» **TRY IT**: Every record that follows needs to be written out again, exactly.
== PROVIDED ENTRIES
Issue #2390, opened 2024-10-22
re-building `esp-riscv-rt` on top of `riscv-rt` 0.13.0


romancardenas:
One of the main fresh features of `riscv-rt` 0.13.0 is that, together with `riscv` 0.12.0, now it should be possible to support targets that do not completely fulfill the RISC-V interrupt standard (e.g., ESP32-C3 and C6).

I think it would be very interesting to adopt this new feature with `esp-riscv-rt`. It would help the RISC-V team to detect some deficiencies that still need our attention to support a wider range of targets. Additionally, new features in `riscv-rt` would be easily adopted in ESP32-Cx targets.

Let me know what you think, and if you are interested in exploring this option!

jessebraham:
Thank you for opening this issue! I've been meaning to investigate better utilizing the packages provided by `rust-embedded` for RISC-V support, I just unfortunately have not yet gotten around to this.

So I am definitely interested in exploring this option, and will try to make some time for it soon :)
====
» **TASK ANSWER**:
Issue #2390, opened 2024-10-22
re-building `esp-riscv-rt` on top of `riscv-rt` 0.13.0


romancardenas:
One of the main fresh features of `riscv-rt` 0.13.0 is that, together with `riscv` 0.12.0, now it should be possible to support targets that do not completely fulfill the RISC-V interrupt standard (e.g., ESP32-C3 and C6).

I think it would be very interesting to adopt this new feature with `esp-riscv-rt`. It would help the RISC-V team to detect some deficiencies that still need our attention to support a wider range of targets. Additionally, new features in `riscv-rt` would be easily adopted in ESP32-Cx targets.

Let me know what you think, and if you are interested in exploring this option!

jessebraham:
Thank you for opening this issue! I've been meaning to investigate better utilizing the packages provided by `rust-embedded` for RISC-V support, I just unfortunately have not yet gotten around to this.

So I am definitely interested in exploring this option, and will try to make some time for it soon :)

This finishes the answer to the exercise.